Yves Marie Consultants

Yves Marie Consultants Sarl condamnée suite à la prise d’acte de la rupture du contrat de travail par la salariée

La Sarl Yves Marie Consultants a maintenu jusqu’au 9 janvier 2009 une mise à pied conservatoire que rien ne justifiait, étant observé que les horaires prétendument imposés à la consultante ne ressortent que de la lettre datée du 29 septembre 2009 notifiant l’avertissement, et a persisté dans le courrier du 9 janvier 2009 dans ses reproches.

Les sanctions et menaces de sanctions injustifiées, la persistance de reproches déloyaux ainsi que le comportement violent de l’employeur le 30 septembre 2008 constituent des manquements graves de l’employeur à ses obligations qui empêchaient la poursuite du contrat de travail et justifiaient la prise d’acte de la rupture par la salariée.
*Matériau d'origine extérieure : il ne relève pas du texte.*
PR #2968, opened 2023-10-05
[IMP] chart: export gauge and scorecard

anhe-odoo:
## Task Description

o-spreadsheet now allows to insert images in a spreadsheet, and we also allow to export them inside .xlsx file. However, while this works as intended in a standalone o-spreadsheet server, it doens't work correctly in Odoo as the data of the image are not found while we try ton convert the spreadsheet to an xlsx file. This PR aims to simplify the request made to get the binary data of the image file.

Moreover, this PR also add the export of Odoo chart as an image. The way these image are exported is slightly different than classical image, as the chart is converted to base64 data_url, and then directly converted from base64 to binary string, while classical image are loaded from a file to a binary string.

## Related tas/PR
- Task: : [3524473](https://www.odoo.com/web#id=3524473&action=333&active_id=2328&model=project.task&view_type=form&cids=1&menu_id=4720)
- https://github.com/odoo/enterprise/pull/47928

## Review Checklist

- [ ] exportable in excel
- [ ] unit tested
- [ ] clean commented code
- [ ] track breaking changes


src/helpers/figures/charts/scorecard_chart_designer.ts
```diff
@@ -0,0 +1,377 @@
...
+  style: {
+    font: string;
+    color: Color;
+    strikethrough?: boolean;
+    underline?: boolean;
+  };
+  position: PixelPosition;
+};
+
+export type ScorecardChartDesign = {
```
LucasLefevre, line 37: Now there are 3 data structures: definition, runtime and this. There's no clear difference between the last two. And there's no clear reason why they both exists.
Runtime should become this new structure.
And all this should be moved to `createScorecardChartRuntime`

src/helpers/figures/charts/scorecard_chart_designer.ts
```diff
@@ -0,0 +1,377 @@
...
+  private height: number;
+
+  constructor(figure: Figure, readonly runtime: ScorecardChartRuntime) {
+    const canvas = document.createElement("canvas");
+    this.width = canvas.width = figure.width;
+    this.height = canvas.height = figure.height;
+    this.context = canvas.getContext("2d")!;
+  }
+
+  computeDesign(): ScorecardChartDesign {
```
LucasLefevre, line 80: this method is way too long. Split it in smaller meaningful parts

LucasLefevre (commented):
quick partial review

src/helpers/figures/charts/scorecard_chart_designer.ts
anhe-odoo: I give it a try, but each part need information coming from previous part for the positioning of new element. I tried to make it shorter (reduced from 120 lines to 80) and clearer.

rrahir:
gauche > gauge ;-)

src/helpers/figures/charts/scorecard_chart_designer.ts
LucasLefevre: @anhe-odoo @hokolomopo 
We were discussing in private with @rrahir about that. He has a point about this split.
- it's true that runtime and designer being different things can make sense (one depends on the model, gets the colors, texts, etc., the other takes that structure and computes a more specialized structure with positions to draw on the canvas)
- however, this is the same thing for other (chart.js) charts: the runtime is already this specialized structure ready.

For consistency with other charts (chart.js), it's better to keep every flow (basically) the same. It will help the reader to understand how it works: he understands the flow for one chart type, he understands all charts :)

Merging scorecard runtime and designer doesn't mean we can't keep things neat and tidy in `createScorecardChartRuntime`

What do you think?

anhe-odoo:
@LucasLefevre : Don't know why but I can't reply directly on your last comment ...

I totally agree with Remi's idea to merge it. He was also going further with the idea of creating a single "Chart" component that could handle a runtime and draw the correct chart on a canvas, which, in my opinion, would be a good thing. But I don't have any idea of the cost vs benefits of this.

src/helpers/figures/charts/scorecard_chart_designer.ts
```diff
@@ -0,0 +1,376 @@
...
+export function getScorecardDesign(
+  figure: Figure,
+  runtime: ScorecardChartRuntime
+): ScorecardChartDesign {
+  const designer = new ScorecardChartDesigner(figure, runtime);
+  return designer.computeDesign();
+}
+
+class ScorecardChartDesigner {
+  private context;
```
rrahir, line 77:
```suggestion
  private context: CanvasRenderingContext2D;
```

src/helpers/figures/charts/scorecard_chart.ts
```diff
@@ -177,6 +179,102 @@ export class ScorecardChart extends AbstractChart {
...
+    context.moveTo(position.x, position.y - textHeight / 2 + lineWidth);
+    context.lineTo(position.x + textWidth, position.y - textHeight / 2 + lineWidth);
+    context.stroke();
+  }
+}
+
+export function drawScoreChart(structure: ScorecardChartDesign, canvas: HTMLCanvasElement) {
+  // Set canvas size
+  const ctx = canvas.getContext("2d")!;
+  canvas.width = structure.canvas.width;
```
rrahir, line 215: Now that we have the canvas that will take the full width/height of the container, I would like to get rid of the figure props altogether since it's only present for this specific type of charts.
Here we can infer the element size `ctx.canvas.getBoundingClientRect`.
So ctx could be passed as an argument to bother `drawScoreChart` and `ScorecardChartDesign`.
@LucasLefevre wdyt?

src/helpers/figures/charts/scorecard_chart_designer.ts
rrahir: nitpick ,the name kinda collides with ScorecardChartDesignPanel

tests/xlsx_export.test.ts
```diff
@@ -886,60 +891,63 @@ describe("Test XLSX export", () => {
...
-          type: "pie",
-        },
-        "1"
-      );
+      createScorecardChart(model, TEST_CHART_DATA.scorecard);
+      expect(getExportedExcelData(model).sheets[0].charts.length).toBe(0);
+      expect(getExportedExcelData(model).sheets[0].images.length).toBe(1);
+    });
+
+    test("Gauche Chart is exported as an image", () => {
```
rrahir, line 944: right

rrahir (commented):
First review, I haven't gone through the tests yet

src/helpers/figures/charts/scorecard_chart.ts
rrahir: > EDIT: image needs the figure id to get the image url :/
I meant for figureChart specifically ;-)

src/components/figures/chart/scorecard/chart_scorecard.ts
```diff
@@ -1,294 +1,51 @@
...
-    const str = chart.keyValue || "";
-    return this.measureTextWidth(ctx, str, fontSize);
+    let previousRuntime = this.runtime;
+    let previousWidth = this.props.figure.width;
+    let previousHeight = this.props.figure.height;
+    onPatched(() => {
+      const runtime = this.runtime;
+      const figure = this.props.figure;
+      if (
+        deepEquals(runtime, previousRuntime) &&
```
LucasLefevre, line 32: I think we can compare by reference instead of a deep comparison.
It would allow to use `useEffect` which does the comparison (by reference) for us.
The entire `onPatch` and `onMounted` could be replaced by:
```ts
useEffect(
      this.createChart.bind(this),
      () => [this.runtime, this.props.figure.width, this.props.figure.height, this.canvas.el]
);
```
Note that technically, `this.canvas.el` is also a dependency

src/helpers/figures/charts/scorecard_chart.ts
```diff
@@ -177,6 +179,103 @@ export class ScorecardChart extends AbstractChart {
...
+
+  // Draw  title
+  if (structure.title) {
+    ctx.font = structure.title.style.font;
+    ctx.fillStyle = structure.title.style.color;
+    ctx.fillText(structure.title.text, structure.title.position.x, structure.title.position.y);
+  }
+
+  // Draw baseline
+  if (structure.baseline) {
```
LucasLefevre, line 231: those comments are useless. The code is clear and easy enough.

src/helpers/figures/charts/scorecard_chart_config_builder.ts
```diff
@@ -0,0 +1,379 @@
...
+  bold: boolean | undefined = false,
+  italic: boolean | undefined = false
+): string {
+  const italicStr = italic ? "italic" : "";
+  const weight = bold ? "bold" : "";
+  return `${italicStr} ${weight} ${fontSize}px ${DEFAULT_FONT}`;
+}
+
+export function getScorecardConfiguration(
+  figure: Figure,
```
rrahir, line 69: I still have a problem with this. My take was that I really don't think that we should have to pass figure as a props to the chart component because the chart should be adapted to its container size without having to know what it's container is.
I'd rather have getScorecardConfiguration take {width, height} as argument.

src/components/figures/chart/scorecard/chart_scorecard.ts
```diff
@@ -1,294 +1,51 @@
...
   }
 
-  getElementMaxFontSize(availableHeight: Pixel, chart: ScorecardChart): number {
-    if (!chart.runtime) return 0;
-    const haveBaseline = chart.baseline !== "" || chart.baselineDescr;
-    const maxHeight = haveBaseline ? KEY_BOX_HEIGHT_RATIO * availableHeight : availableHeight;
-    return maxHeight / LINE_HEIGHT;
+  private createChart() {
+    const canvas = this.canvas.el as HTMLCanvasElement;
+    const config = getScorecardConfiguration(this.props.figure, this.runtime);
```
rrahir, line 47: extract the canvas dimension and pass it to `getScorecardConfiguration`

tests/figures/chart/scorecard_chart_component.test.ts
```diff
@@ -65,21 +42,35 @@ async function updateScorecardChartSize(width: number, height: number) {
...
-  let text = "";
-  for (let span of spans) {
-    text += span.textContent;
-  }
-  return text;
+function getFontSize(font: string) {
+  return Number(font.match(/([0-9\.]*)px/)?.[1]);
+}
+
+function getChartDesign(chartId: UID): ScorecardChartConfig {
```
LucasLefevre, line 51: The model could/should be a parameter instead of using the global `model`

src/components/figures/chart/scorecard/chart_scorecard.ts
rrahir, line 32: nitpick, I'd check the dimensions first.
Again, by not considering figure but rather the canvas size.

src/helpers/figures/charts/scorecard_chart.ts
rrahir: Bump on this one - we have to pass the chartId (resp. imageId) to `ChartFigure` (resp. ImageFigure) but that's it. the figure object is not required. I really think we can get rid of it and use the canvas as the container reference to compute the scorecard  config.

rrahir (changes requested):

src/helpers/figures/charts/scorecard_chart_config_builder.ts
```diff
@@ -0,0 +1,382 @@
...
+  bold: boolean | undefined = false,
+  italic: boolean | undefined = false
+): string {
+  const italicStr = italic ? "italic" : "";
+  const weight = bold ? "bold" : "";
+  return `${italicStr} ${weight} ${fontSize}px ${DEFAULT_FONT}`;
+}
+
+export function getScorecardConfiguration(
+  { width, height }: { width: Pixel; height: Pixel },
```
rrahir, line 69: DOMDimension

src/plugins/ui_feature/renderer.ts
```diff
@@ -26,7 +26,8 @@ import {
   computeTextFont,
   computeTextFontSizeInPixels,
   computeTextLinesHeight,
-  computeTextWidth,
+  drawDecoratedText,
+  //computeTextWidth,
```
rrahir, line 30: comment

src/plugins/ui_feature/renderer.ts
```diff
@@ -290,7 +291,7 @@ export class RendererPlugin extends UIPlugin {
   }
 
   private drawTexts(renderingContext: GridRenderingContext) {
-    const { ctx, thinLineWidth } = renderingContext;
+    const { ctx /*, thinLineWidth*/ } = renderingContext;
```
rrahir, line 294: comment

tests/figures/chart/scorecard_chart_component.test.ts
```diff
@@ -273,57 +264,238 @@ describe("Scorecard charts", () => {
...
+     * Be careful when writing new test using this, as the switch will mismatch elements
+     * that have the same text (ie baseline text = baselineDescr text = title text, ...).
+     * Be sure, when using this, to have all elements that are different in the test.
+     */
+    jest
+      .spyOn(MockCanvasRenderingContext2D.prototype, "fillText")
+      .mockImplementation(function (this: MockCanvasRenderingContext2D, text: string) {
+        const runtime = model.getters.getChartRuntime(chartId) as ScorecardChartRuntime;
+        switch (text) {
+          case runtime.baselineDisplay:
```
rrahir, line 405: I think you missed this one :) https://github.com/odoo/o-spreadsheet/pull/2968#discussion_r1361821451

rrahir:
@robodoo r+

LucasLefevre:
robodoo rebase-ff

La prise d’acte de la rupture produit les effets d’un licenciement dépourvu de cause réelle et sérieuse.

Yves Marie Consultants Sarl
avis
Consultante

La société Yves Marie Consultants et le contrat de travail

Yves Marie Consultants Sarl

30 avenue de Messine
75008 PARIS

Mme Cécile C a été engagée par la société Yves Marie Consultants à compter du 21 janvier 2002, selon contrat à durée indéterminée moyennant un salaire mensuel net de 2 600 €, en qualité d’assistante de M. Yves Marie, statut ETAM.
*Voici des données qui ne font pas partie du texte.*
PR #2997, opened 2023-10-12
[IMP] function: add CELL function

hokolomopo:
## Description:

Add the cell function, minus some functionnalities that we don't
support (eg. "color" parameter for format color) or some that we judge
not worth the work.

Also some commit to change slighly the function evaluation to make this function possible (change __originCellXC to __originCellPosition to have the sheetId, and manage to type the getters correctly in the function implementation)

Task: : [3484040](https://www.odoo.com/web#id=3484040&action=333&active_id=2328&model=project.task&view_type=form&cids=1&menu_id=4720)

## review checklist

- [ ] exportable in excel
- [ ] unit tested
- [ ] clean commented code
- [ ] track breaking changes


src/functions/module_info.ts
```diff
@@ -1,7 +1,58 @@
...
+  args: [
+    arg(
+      "info_type (string)",
+      _t('The type of information requested. Can be "address", "col", "contents" or "row".')
+    ),
+    arg("reference (meta)", _t("The reference to the cell.")),
+  ],
+  returns: ["ANY"],
+  compute: function (info: CellValue, reference: string) {
+    // NOTE: missing from Excel: "color", "filename", "format", "parentheses", "prefix", "protect", "type" and "width"
```
laa-odoo, line 24: 'format' and 'type' shouldn't be complex to implement.

'format' could be useful for us.

laa-odoo (commented):
I wonder if it wouldn't be better to store the sheet name information in the meta argument.
```refFn``` would construct the meta value. note that ```refFn``` already has the sheet name

File: src/helpers/reference_type.ts [hunk 2]
```diff
@@ -32,25 +32,25 @@ export function loopThroughReferenceType(token: Readonly<Token>): Token {
...
   return xc;
 }
 
 /**
- * Returns the given XC with the given reference type.
+ * Returns the given XC with the given reference type. The XC string should not contain a sheet name.
  */
-function setXcToReferenceType(xc: string, referenceType: FixedReferenceType): string {
+export function setXcToFixedReferenceType(xc: string, referenceType: FixedReferenceType): string {
   xc = xc.replace(/\$/g, "");
```
rrahir, line 54: could be nice to throw if there is a sheetname?

laa-odoo:
what final decision was made regarding passing the sheetName in the Meta arguments instead of in the evalual context ?

hokolomopo:
> what final decision was made regarding passing the sheetName in the Meta arguments instead of in the evalual context ?

@laa-odoo we said taht it was better to have the sheetName in the meta arguments. But thinking about it more I do need both the sheetName in the meta argument and the `__originSheetId`.

The function CELL returns the cell's address as a string with the sheet name if the referenced cell is in another sheet than the function. So I need both the sheetName in the range (which will give me the sheet the referenced cell is on), and the `__originSheetId` in the context (which will tell me the sheet the formula CELL is on)

src/helpers/references.ts
```diff
@@ -58,8 +58,16 @@ export function isSingleCellReference(xc: string): boolean {
...
+  }
   const parts = ref.split("!");
   const xc = parts.pop()!;
   const sheetName = getUnquotedSheetName(parts.join("!")) || undefined;
   return { sheetName, xc };
 }
+
+/** Return a reference SheetName!xc from the given arguments */
+export function getReference(xc: string, sheetName?: string): string {
+  return sheetName ? `${sheetName}!${xc}` : xc;
```
LucasLefevre, line 72: I think it would be safer to use `getCanonicalSheetName`. I don't think we have any guarantees  it's already canonical.
And some uses of `getCanonicalSheetName` can probably be changed to use this function

src/helpers/references.ts
```diff
@@ -58,8 +58,16 @@ export function isSingleCellReference(xc: string): boolean {
...
+    return { xc: ref };
+  }
   const parts = ref.split("!");
   const xc = parts.pop()!;
   const sheetName = getUnquotedSheetName(parts.join("!")) || undefined;
   return { sheetName, xc };
 }
+
+/** Return a reference SheetName!xc from the given arguments */
+export function getReference(xc: string, sheetName?: string): string {
```
LucasLefevre, line 71: what about `getFullReferenceString` or `toFullReferenceString` ?

LucasLefevre (commented):
woop woop

src/plugins/ui_core_views/cell_evaluation/evaluator.ts
```diff
@@ -405,10 +412,6 @@ export class Evaluator {
     return this.formulaDependencies().getCellsDependingOn(positionIds);
   }
 
-  private getCell(positionId: PositionId): Cell | undefined {
```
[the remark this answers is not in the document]
hokolomopo: Very small optimisation: if `this.getCell()` does the decoding internally, `computeCell()` would need to decode twice the positionId: once in the call of `getCell` and once when calling `computeFormulaCell()`

src/plugins/ui_core_views/cell_evaluation/evaluator.ts
```diff
@@ -505,3 +508,22 @@ class PositionBitsEncoder {
     return sheetId;
   }
 }
+
+export function evaluateFormula(
+  compiledFormula: CompiledFormula,
+  dependencies: Range[],
+  compilationParams: CompilationParameters,
+  sheetId: UID,
+  cellId?: UID
```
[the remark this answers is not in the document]
hokolomopo: Yeah, when evaluating from `getters.evaluateFormula()` we don't have a cell :x

src/helpers/references.ts
hokolomopo: Maybe `mergeReference` to be the opposite of `splitReference` ? Idk

LucasLefevre (commented):
small rebase then I think we are good to r+ :)

hokolomopo:
@LucasLefevre rebased

LucasLefevre (approved):
robodoo r+ rebase-ff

En dernier état, Mme Cécile C occupait le poste de consultante, statut cadre, et sa rémunération comprenait un salaire mensuel brut de 3261 € sur 13 mois et une prime variable sur le chiffre d’affaires global de la société, soit un salaire mensuel brut moyen de 4247,18 euros, sur les 12 derniers mois précédant la rupture du contrat.

À la date de la rupture, la société employait moins de 11 salariés.

La société Yves Marie Consultants applique la convention collective Syntec.

Par lettre datée du 15 janvier 2009, Mme Cécile C a pris acte de la rupture de son contrat de travail aux torts de l’employeur.

Yves Marie Consultants Sarl
Prud’hommes

Action aux prud’hommes contre la Sarl Yves Marie Consultants

La salariée a saisi le conseil de prud’hommes qui par jugement du 11 mai 2010, requalifiant la rupture en licenciement sans cause réelle ni sérieuse, a condamné la société Yves Marie Consultants à lui verser les sommes suivantes :

  • 9.930,00 € à titre d’indemnité compensatrice de préavis
  • 993,00 € à titre d’indemnité compensatrice de congés payés sur préavis
  • 10.328,00 € à titre d’indemnité conventionnelle de licenciement

avec intérêts au taux légal à compter de la date de réception par la partie défenderesse de la convocation devant le bureau de conciliation, soit le 12 mars 2009,

  • 24.000,00 € à titre de dommages- intérêts pour rupture abusive
  • 550,00 € au titre de l’article 700 du code de procédure civile

a fixé la moyenne des trois derniers mois de salaire à 4.247,00 €, ordonné la remise des documents sociaux conformes à la décision et condamné la société Yves Marie Consultants aux dépens.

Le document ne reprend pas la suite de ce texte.